PR #2438, opened 2024-10-15
fix(Zoom): use zoom state

AnthonyGlt:
## Description
Switch state to `ZOOM` when zoom by mouse wheel is triggered.

## Motivation and Context
In a use case of mine, I'm using a similar function than `zoomToTile` of  OGC3DTilesHelper.js but instead of `view.controls.lookAtCoordinate`, I'm calling `CameraUtils.transformCameraToLookAtTarget(view, view.camera3D, cameraTransform);`

By doing this, zooming after calling this method was translating me in random direction (cf video)

[Screencast from 15-10-2024 16:10:24.webm](https://github.com/user-attachments/assets/83e4fbc3-4fbb-453e-8eb7-4a50451ebc2e)

(I'm using 3dtiles_loader.html to try it out)

By replacing the `currentState` by `ZOOM`, I don't encounter this issue anymore, because I need this to be called:

https://github.com/iTowns/itowns/blob/cfb9d0f5184f6d569a3f81101778dd767df9a875/src/Controls/GlobeControls.js#L584

We could also see if this part is really necessary:

https://github.com/iTowns/itowns/blob/cfb9d0f5184f6d569a3f81101778dd767df9a875/src/Controls/GlobeControls.js#L568-L570

### DIFF
--- a/src/Controls/StateControl.js
+++ b/src/Controls/StateControl.js
@@ -265,7 +265,7 @@ class StateControl extends THREE.EventDispatcher {
     touchToState(finger) {
         for (const key of Object.keys(DEFAULT_STATES)) {
             const state = this[key];
-            if (state.enable && finger == state.finger) {
+            if (state.enable && finger === state.finger) {
                 return state;
             }
         }
@@ -396,7 +396,7 @@ class StateControl extends THREE.EventDispatcher {
 
         if (this.enabled && this.ZOOM.enable) {
             viewCoords.copy(this._view.eventToViewCoords(event));
-            this.currentState = this.NONE;
+            this.currentState = this.ZOOM;
             this.dispatchEvent({ type: this.ZOOM._event, delta: event.deltaY, viewCoords });
         }
     }


AnthonyGlt:
@jailln

src/Controls/StateControl.js
```diff
@@ -396,7 +396,7 @@ class StateControl extends THREE.EventDispatcher {
 
         if (this.enabled && this.ZOOM.enable) {
             viewCoords.copy(this._view.eventToViewCoords(event));
-            this.currentState = this.NONE;
+            this.currentState = this.ZOOM;
```
jailln, line 399: Why not making it the first instruction of the if?

jailln (approved):

jailln:
Fine by me, this seems legit!

mgermerie:
Switching the state in a `'mousewheel'` event causes a code inconsistency.

When pressing a key or a mouse button, `'keydown'` and `'pointerdown'` events allow us to change the `currentState` to a relevant one. For these cases, events triggered when the key or button is no longer pressed (`'keyup'` and `'pointerup'`) allow us to reset the `currentState` to `NONE` (i.e. `{}`) when needed.

As far as I know, there is no event for mouse-wheel that triggers when mouse-wheel stops being rolled. That is the reason why there was no `currentState` change within `'mousewhell'` event callback.

With this PR's modifications, the `currentState` is changed when rolling the mouse-wheel, but never set back to `NONE`. You can test it by typing `view.controls.states.currentState` in your borwser's console on the [globe view example](https://www.itowns-project.org/itowns/dev/examples/view_3d_map.html).

jailln:
> Switching the state in a `'mousewheel'` event causes a code inconsistency.
> 
> When pressing a key or a mouse button, `'keydown'` and `'pointerdown'` events allow us to change the `currentState` to a relevant one. For these cases, events triggered when the key or button is no longer pressed (`'keyup'` and `'pointerup'`) allow us to reset the `currentState` to `NONE` (i.e. `{}`) when needed.
> 
> As far as I know, there is no event for mouse-wheel that triggers when mouse-wheel stops being rolled. That is the reason why there was no `currentState` change within `'mousewhell'` event callback.
> 
> With this PR's modifications, the `currentState` is changed when rolling the mouse-wheel, but never set back to `NONE`. You can test it by typing `view.controls.states.currentState` in your borwser's console on the [globe view example](https://www.itowns-project.org/itowns/dev/examples/view_3d_map.html).

@mgermerie we could set it to none once the zoom handler has finished his job maybe ?

mgermerie:
> @mgermerie we could set it to none once the zoom handler has finished his job maybe ?

That would be a workaround, but in terms of architecture, `currentState` was not imagined to be edited by controls. It should just be set in `StateControls`, according to user input. Controls should only read its value to know how to move the camera.

A much better architecture in my opinion would be having a `StateControls` that listens to user input, and dispatches corresponding custom events (such as `'rotate'` or `'drag'` for instance). Controls would then just listen to these events and apply movement to the camera. In this approach, we could probably get rid of these consideration with `currentState`. However, the first implementation of `StateControls` did not go that far and it would need a bit of time to implement it.

**On this PR more specific matter :**

> We could also see if this part is really necessary:
> 
> https://github.com/iTowns/itowns/blob/cfb9d0f5184f6d569a3f81101778dd767df9a875/src/Controls/GlobeControls.js#L568-L570

This is necessary to trigger damping movement. When user stops pressing mouse button, the `currentState` switches to `NONE`, `GlobeControls.onStateChange` matching event is triggered, this part gets executed and starts the damping animation if needed.

Finally, I tested the actions described in globe view example and did not get the error described, as can be seen in this video : 

https://github.com/user-attachments/assets/0a908068-e524-41e4-8efd-1105c219ad94

jailln:
> > @mgermerie we could set it to none once the zoom handler has finished his job maybe ?
> 
> That would be a workaround, but in terms of architecture, `currentState` was not imagined to be edited by controls. It should just be set in `StateControls`, according to user input. Controls should only read its value to know how to move the camera.

> A much better architecture in my opinion would be having a `StateControls` that listens to user input, and dispatches corresponding custom events (such as `'rotate'` or `'drag'` for instance). Controls would then just listen to these events and apply movement to the camera. In this approach, we could probably get rid of these consideration with `currentState`. However, the first implementation of `StateControls` did not go that far and it would need a bit of time to implement it.


I meant using an event dispatched from the `GlobeControls` (e.g. zoom-end) that would be cactched in stateControls to reset the `currentState`. I agree that the solution you provide should be the way to go in the long term when we have time to rework it.

> On this PR more specific matter :

Did you use `CameraUtils.transformCameraToLookAtTarget` before?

-*-*-

*EXERCISE INSTRUCTIONS*: What's wanted is a faithful copy of each entry above.

*WORKED SOLUTION*:
PR #2438, opened 2024-10-15
fix(Zoom): use zoom state

AnthonyGlt:
## Description
Switch state to `ZOOM` when zoom by mouse wheel is triggered.

## Motivation and Context
In a use case of mine, I'm using a similar function than `zoomToTile` of  OGC3DTilesHelper.js but instead of `view.controls.lookAtCoordinate`, I'm calling `CameraUtils.transformCameraToLookAtTarget(view, view.camera3D, cameraTransform);`

By doing this, zooming after calling this method was translating me in random direction (cf video)

[Screencast from 15-10-2024 16:10:24.webm](https://github.com/user-attachments/assets/83e4fbc3-4fbb-453e-8eb7-4a50451ebc2e)

(I'm using 3dtiles_loader.html to try it out)

By replacing the `currentState` by `ZOOM`, I don't encounter this issue anymore, because I need this to be called:

https://github.com/iTowns/itowns/blob/cfb9d0f5184f6d569a3f81101778dd767df9a875/src/Controls/GlobeControls.js#L584

We could also see if this part is really necessary:

https://github.com/iTowns/itowns/blob/cfb9d0f5184f6d569a3f81101778dd767df9a875/src/Controls/GlobeControls.js#L568-L570

### DIFF
--- a/src/Controls/StateControl.js
+++ b/src/Controls/StateControl.js
@@ -265,7 +265,7 @@ class StateControl extends THREE.EventDispatcher {
     touchToState(finger) {
         for (const key of Object.keys(DEFAULT_STATES)) {
             const state = this[key];
-            if (state.enable && finger == state.finger) {
+            if (state.enable && finger === state.finger) {
                 return state;
             }
         }
@@ -396,7 +396,7 @@ class StateControl extends THREE.EventDispatcher {
 
         if (this.enabled && this.ZOOM.enable) {
             viewCoords.copy(this._view.eventToViewCoords(event));
-            this.currentState = this.NONE;
+            this.currentState = this.ZOOM;
             this.dispatchEvent({ type: this.ZOOM._event, delta: event.deltaY, viewCoords });
         }
     }


AnthonyGlt:
@jailln

src/Controls/StateControl.js
```diff
@@ -396,7 +396,7 @@ class StateControl extends THREE.EventDispatcher {
 
         if (this.enabled && this.ZOOM.enable) {
             viewCoords.copy(this._view.eventToViewCoords(event));
-            this.currentState = this.NONE;
+            this.currentState = this.ZOOM;
```
jailln, line 399: Why not making it the first instruction of the if?

jailln (approved):

jailln:
Fine by me, this seems legit!

mgermerie:
Switching the state in a `'mousewheel'` event causes a code inconsistency.

When pressing a key or a mouse button, `'keydown'` and `'pointerdown'` events allow us to change the `currentState` to a relevant one. For these cases, events triggered when the key or button is no longer pressed (`'keyup'` and `'pointerup'`) allow us to reset the `currentState` to `NONE` (i.e. `{}`) when needed.

As far as I know, there is no event for mouse-wheel that triggers when mouse-wheel stops being rolled. That is the reason why there was no `currentState` change within `'mousewhell'` event callback.

With this PR's modifications, the `currentState` is changed when rolling the mouse-wheel, but never set back to `NONE`. You can test it by typing `view.controls.states.currentState` in your borwser's console on the [globe view example](https://www.itowns-project.org/itowns/dev/examples/view_3d_map.html).

jailln:
> Switching the state in a `'mousewheel'` event causes a code inconsistency.
> 
> When pressing a key or a mouse button, `'keydown'` and `'pointerdown'` events allow us to change the `currentState` to a relevant one. For these cases, events triggered when the key or button is no longer pressed (`'keyup'` and `'pointerup'`) allow us to reset the `currentState` to `NONE` (i.e. `{}`) when needed.
> 
> As far as I know, there is no event for mouse-wheel that triggers when mouse-wheel stops being rolled. That is the reason why there was no `currentState` change within `'mousewhell'` event callback.
> 
> With this PR's modifications, the `currentState` is changed when rolling the mouse-wheel, but never set back to `NONE`. You can test it by typing `view.controls.states.currentState` in your borwser's console on the [globe view example](https://www.itowns-project.org/itowns/dev/examples/view_3d_map.html).

@mgermerie we could set it to none once the zoom handler has finished his job maybe ?

mgermerie:
> @mgermerie we could set it to none once the zoom handler has finished his job maybe ?

That would be a workaround, but in terms of architecture, `currentState` was not imagined to be edited by controls. It should just be set in `StateControls`, according to user input. Controls should only read its value to know how to move the camera.

A much better architecture in my opinion would be having a `StateControls` that listens to user input, and dispatches corresponding custom events (such as `'rotate'` or `'drag'` for instance). Controls would then just listen to these events and apply movement to the camera. In this approach, we could probably get rid of these consideration with `currentState`. However, the first implementation of `StateControls` did not go that far and it would need a bit of time to implement it.

**On this PR more specific matter :**

> We could also see if this part is really necessary:
> 
> https://github.com/iTowns/itowns/blob/cfb9d0f5184f6d569a3f81101778dd767df9a875/src/Controls/GlobeControls.js#L568-L570

This is necessary to trigger damping movement. When user stops pressing mouse button, the `currentState` switches to `NONE`, `GlobeControls.onStateChange` matching event is triggered, this part gets executed and starts the damping animation if needed.

Finally, I tested the actions described in globe view example and did not get the error described, as can be seen in this video : 

https://github.com/user-attachments/assets/0a908068-e524-41e4-8efd-1105c219ad94

jailln:
> > @mgermerie we could set it to none once the zoom handler has finished his job maybe ?
> 
> That would be a workaround, but in terms of architecture, `currentState` was not imagined to be edited by controls. It should just be set in `StateControls`, according to user input. Controls should only read its value to know how to move the camera.

> A much better architecture in my opinion would be having a `StateControls` that listens to user input, and dispatches corresponding custom events (such as `'rotate'` or `'drag'` for instance). Controls would then just listen to these events and apply movement to the camera. In this approach, we could probably get rid of these consideration with `currentState`. However, the first implementation of `StateControls` did not go that far and it would need a bit of time to implement it.


I meant using an event dispatched from the `GlobeControls` (e.g. zoom-end) that would be cactched in stateControls to reset the `currentState`. I agree that the solution you provide should be the way to go in the long term when we have time to rework it.

> On this PR more specific matter :

Did you use `CameraUtils.transformCameraToLookAtTarget` before?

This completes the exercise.